**AIM OF THE EXERCISE**
Repeat the lines of the data exactly, from the first one through the one that contains "-30,7 +30,7 @@".

=-=-=-=-=

PR #64, opened 2019-12-16
Add an event in case of compute plan

thibaultrobert:
Companion PR: https://github.com/SubstraFoundation/substra-backend/pull/90

### DIFF
--- a/chaincode/ledger_db.go
+++ b/chaincode/ledger_db.go
@@ -30,7 +30,7 @@ type State struct {
 // LedgerDB to access the chaincode database during the lifetime of a SmartContract
 type LedgerDB struct {
 	cc               shim.ChaincodeStubInterface
-	tuplesEvent      *TuplesEvent
+	event            *Event
 	transactionState State
 	mutex            *sync.RWMutex
 }
@@ -443,14 +443,14 @@ func (db *LedgerDB) GetNode(key string) (Node, error) {
 // SendTuplesEvent sends an event with updated tuples if there is any
 // Only one event can be sent per transaction
 func (db *LedgerDB) SendTuplesEvent() error {
-	if db.tuplesEvent == nil {
+	if db.event == nil {
 		return nil
 	}
-	payload, err := json.Marshal(*(db.tuplesEvent))
+	payload, err := json.Marshal(*(db.event))
 	if err != nil {
 		return err
 	}
-	err = db.cc.SetEvent("tuples-updated", payload)
+	err = db.cc.SetEvent("chaincode-updates", payload)
 	if err != nil {
 		return err
 	}
@@ -469,8 +469,8 @@ func (db *LedgerDB) AddTupleEvent(tupleKey string) error {
 	if genericTuple.Status != StatusTodo {
 		return nil
 	}
-	if db.tuplesEvent == nil {
-		db.tuplesEvent = &TuplesEvent{}
+	if db.event == nil {
+		db.event = &Event{}
 	}
 	switch genericTuple.AssetType {
 	case TraintupleType:
@@ -480,7 +480,7 @@ func (db *LedgerDB) AddTupleEvent(tupleKey string) error {
 		}
 		out := outputTraintuple{}
 		out.Fill(db, tuple, tupleKey)
-		db.tuplesEvent.Traintuples = append(db.tuplesEvent.Traintuples, out)
+		db.event.Traintuples = append(db.event.Traintuples, out)
 	case CompositeTraintupleType:
 		tuple, err := db.GetCompositeTraintuple(tupleKey)
 		if err != nil {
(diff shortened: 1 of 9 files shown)


thibaultrobert:
@samlesu @AurelienGasser @inalgnu 
I've just added a basic compute plan event in case of success. I've done it in a very simple fashion so it didn't change the behavior of other element of the event.
Do you think we should keep this structure for now or do you have an alternative to suggest?

samlesu:
> @samlesu @AurelienGasser @inalgnu
> I've just added a basic compute plan event in case of success. I've done it in a very simple fashion so it didn't change the behavior of other element of the event.
> Do you think we should keep this structure for now or do you have an alternative to suggest?

Thanks Thibault. Looks good to me.

chaincode/ledger_db.go
```diff
@@ -494,3 +494,13 @@ func (db *LedgerDB) AddTupleEvent(tupleKey string) error {
 	}
 	return nil
 }
+
+// AddComputePlanEvent add the output tuple matching the tupleKey to the event struct
```
AurelienGasser: I think you forgot to update the comment for the compute plan case

chaincode/output.go
```diff
@@ -279,12 +279,13 @@ type outputModel struct {
...
 
-// TuplesEvent is the collection of tuples sent in an event
-type TuplesEvent struct {
+// Events is the collection of tuples sent in an event
+type Events struct {
 	Testtuples           []outputTesttuple           `json:"testtuple"`
 	Traintuples          []outputTraintuple          `json:"traintuple"`
 	CompositeTraintuples []outputCompositeTraintuple `json:"compositeTraintuple"`
 	Aggregatetuples      []outputAggregatetuple      `json:"aggregatetuple"`
+	ComputePlan          []outputComputePlan         `json:"computePlan"`
```
AurelienGasser: Nit: The new property doesn't have an "s" but the existing properties do.

chaincode/ledger_db.go
AurelienGasser: I think you forgot to update the comment for the compute plan case

chaincode/output.go
AurelienGasser: Nit: The new property doesn't have an "s" but the existing properties do.

chaincode/output.go
```diff
@@ -279,12 +279,13 @@ type outputModel struct {
 	Testtuple           outputTesttuple            `json:"testtuple"`
 }
 
-// TuplesEvent is the collection of tuples sent in an event
-type TuplesEvent struct {
+// Events is the collection of tuples sent in an event
+type Events struct {
```
AurelienGasser: Is there a particular reason to add an s to the struct name? For me, having a "single" event with multiple things inside is easier to reason with. But maybe that's just me!

chaincode/tuple_aggregate.go
```diff
@@ -390,6 +390,18 @@ func logSuccessAggregate(db *LedgerDB, args []string) (o outputAggregatetuple, e
 		return
 	}
 
+	// send an compute plan event if this one is done
```
AurelienGasser: 1. Is there a reason why we don't send an event in the "failed" case?
2. If two tuples from the same CP get marked as failed, we're going to generate two events. Is that intentional?

AurelienGasser (changes requested):

chaincode/output.go
thibaultrobert: I add an internal struggle here. I agree that there is in fact only one event from hyperledger point of vue and only one structure but each item in this struct's slices is by itself an event.
But I would be ok with `Event`. @inalgnu @samlesu any strong feeling about that?

chaincode/tuple_aggregate.go
thibaultrobert: For now we only send an event if there is a success for computeplan. It's purpose is to remove the `/local` directory in the different workers. In other cases (`Failed` and `Cancelled`), it should not be removed automatically.

chaincode/ledger_db.go
thibaultrobert: done

chaincode/output.go
thibaultrobert: Done

thibaultrobert:
@AurelienGasser @inalgnu are you ok with this PR? Or do you think we should send an event in the other case (`Failed` and `Cancelled`).

AurelienGasser:
> are you ok with this PR? Or do you think we should send an event in the other case (`Failed` and `Cancelled`).

I have no strong opinion. The downside of _not_ generating an event is that the local folder will not be deleted if the compute plan fails or gets canceled.

inelgnu:
@thibaultrobert @AurelienGasser Let's send an event in all cases and let the backend decide which one should be handled.

thibaultrobert:
I close this old one because there has been too many changes to the compute plans. Let's start fresh.

Issue #70, opened 2020-01-07
[BUG] Scale limit on compute plans


thibaultrobert:
**Describe the bug**
While working on debugging and solutioning the issue #65, we tried to create and cancel a compute plan with 3000 tuples on 2 nodes. It was a alternance of 2 composite traintuples ,one on each node, and one aggregate tuple on 1 node, the same every time. It correspond to [this test](https://github.com/SubstraFoundation/substra-tests/blob/59731e669d057ce12050abda079c57c9897ea4f3/tests/test_load.py#L401) with a `COMPUTE_PLAN_SIZES` set at 1000.

While doing so we encounter several problems due to the scale of such compute plan:

1. we can't list all the composite traintuples
2. we can't cancel the compute plan

In both case, a GRPC error complaining about a too big message such as:
```
Error: Request failed: InvalidRequest: 400 Client Error: Bad Request for url: http://substra-backend.node-1.com/composite_traintuple/: <_MultiThreadedRendezvous of RPC that terminated with:
        status = StatusCode.RESOURCE_EXHAUSTED
        details = "Received message larger than max (7775148 vs. 4194304)"
        debug_error_string = "{"created":"@1578402814.533204900","description":"Received message larger than max (7775148 vs. 4194304)","file":"src/core/ext/filters/message_size/message_size_filter.cc","file_line":191,"grpc_status":8}">
```

So both call obviously send through a non streaming GRPC a message exceeding the 4.1M limit set. But it was for different reason.

_Case 1: Too big of an object_

When we list the all the composite traintuples, we make a `Query` via the substra-backend to the hyperledger peer of one node.
This peer submit such `Query` to the chaincode which treat it and return the exhaustive list all at once. There is no writing in the ledger here, no endorsement or any other step involving an other node.

And the problem we're getting here is that the object we return is so massive, it makes the message send over GRPC exceed the size limit.

So we should rethink the way we handle this listing type of queries, perhaps with a pagination system.

_Case 2: Too big of a read/write set_

Here we tried to cancel a compute plan so we make an `Invoke` via the substra-backend to the hyperledger peer of one node.
This `Invoke` is then pass to the chaincode which will retrieve all the tuples of this compute plan and will update all of their status. Then it will return a visualization of this compute plan (the list of all its tuples' keys, its status and its ID).

[...]

PR #71, opened 2020-01-08
Transform the compute plan to a ledger asset

thibaultrobert:
To answer several problems encountered lately (#70 for instance), a decision to create an asset to represent a compute plan have been made.

Here's a none exhaustive list of change to do to make in works:

- [x] Chose the data struct that will be saved on the ledger:
    - lists of tuples keys (with or without rank information)
    - status
    - ...
- [x] Change the way a compute plan ID is created
    We can't use the first tuple key as ID since it's already an asset key. So we should either generate it randomly or use a salted version of the first tuple key if we want to keep a similar behavior.
- [x] Change the way the different tuples' status is determined and updated


chaincode/ledger.go
```diff
@@ -179,6 +180,15 @@ type Testtuple struct {
 	Tag           string      `json:"tag"`
 }
 
+type ComputePlan struct {
+	AggregatetupleKeys      []string  `json:"aggregatetupleKeys"`
+	AssetType               AssetType `json:"assetType"`
+	CompositeTraintupleKeys []string  `json:"compositeTraintupleKeys"`
+	Status                  string    `json:"status"`
+	TesttupleKeys           []string  `json:"testtupleKeys"`
+	TraintupleKeys          []string  `json:"traintupleKeys"`
```
inelgnu, line 192: I think we will need a `tags` or `labels` field for a compute_plan

samlesu: I also think it would be great to support multiple tags/labels.
We could do an another PR doing the change for all the existing assets having a `tag` field?

thibaultrobert: I agree it should be `tags` and not `tag` but I also agree it should be on a different PR. Even more so since it will break compatibility with the backend.

And for the `tags` property on compute plan, I will add it after successfully reproduce the current compute plan capability. Good idea !

Thanks for the feedbacks

chaincode/traintuple_composite.go
```diff
@@ -169,30 +169,36 @@ func (traintuple *CompositeTraintuple) AddToComputePlan(db *LedgerDB, inp inputC
 			err = errors.BadRequest("invalid inputs, a new ComputePlan should have a rank 0")
 			return err
 		}
-		traintuple.ComputePlanID = traintupleKey
+		// TODO: Creage a function to addle the status of a compute plan
```
inelgnu: the cat walked around the keyboard? 🐈

chaincode/tuple_aggregate.go
```diff
@@ -139,23 +139,30 @@ func (tuple *Aggregatetuple) AddToComputePlan(db *LedgerDB, inp inputAggregatetu
 			err = errors.BadRequest("invalid inputs, a new ComputePlan should have a rank 0")
 			return err
 		}
-		tuple.ComputePlanID = traintupleKey
+		// TODO: Creage a function to addle the status of a compute plan
```
inelgnu: 🐈

thibaultrobert:
Still need a little clean-up but it's working.

chaincode/compute_plan.go
```diff
@@ -109,10 +108,9 @@ func createComputePlan(db *LedgerDB, args []string) (resp outputComputePlan, err
 }
 
 func createComputePlanInternal(db *LedgerDB, inp inputComputePlan) (resp outputComputePlan, err error) {
```
thibaultrobert, line 126: I should re-work how this function interact with the newly created asset

thibaultrobert: Done

chaincode/tuple.go
```diff
@@ -30,6 +30,7 @@ const (
 	StatusFailed   = "failed"
 	StatusDone     = "done"
 	StatusCanceled = "canceled"
+	StatusAborted  = "canceled"
```
inelgnu: maybe add a comment here to explain why is it equal to canceled, for now, that could be helpful...

inelgnu (dismissed):
LGTM 👍

inelgnu (approved):

PR #74, opened 2020-01-20
Add counters to outputComputePlan

thibaultrobert:


inelgnu (dismissed):
LGTM, I think it would better to have some consistency between input and output on 'TupleCount' 'TuplesCount' field, but it's minor.

inelgnu (approved):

=-=-=-=-=

**OUTPUT OF THE TASK**
PR #64, opened 2019-12-16
Add an event in case of compute plan

thibaultrobert:
Companion PR: https://github.com/SubstraFoundation/substra-backend/pull/90

### DIFF
--- a/chaincode/ledger_db.go
+++ b/chaincode/ledger_db.go
@@ -30,7 +30,7 @@ type State struct {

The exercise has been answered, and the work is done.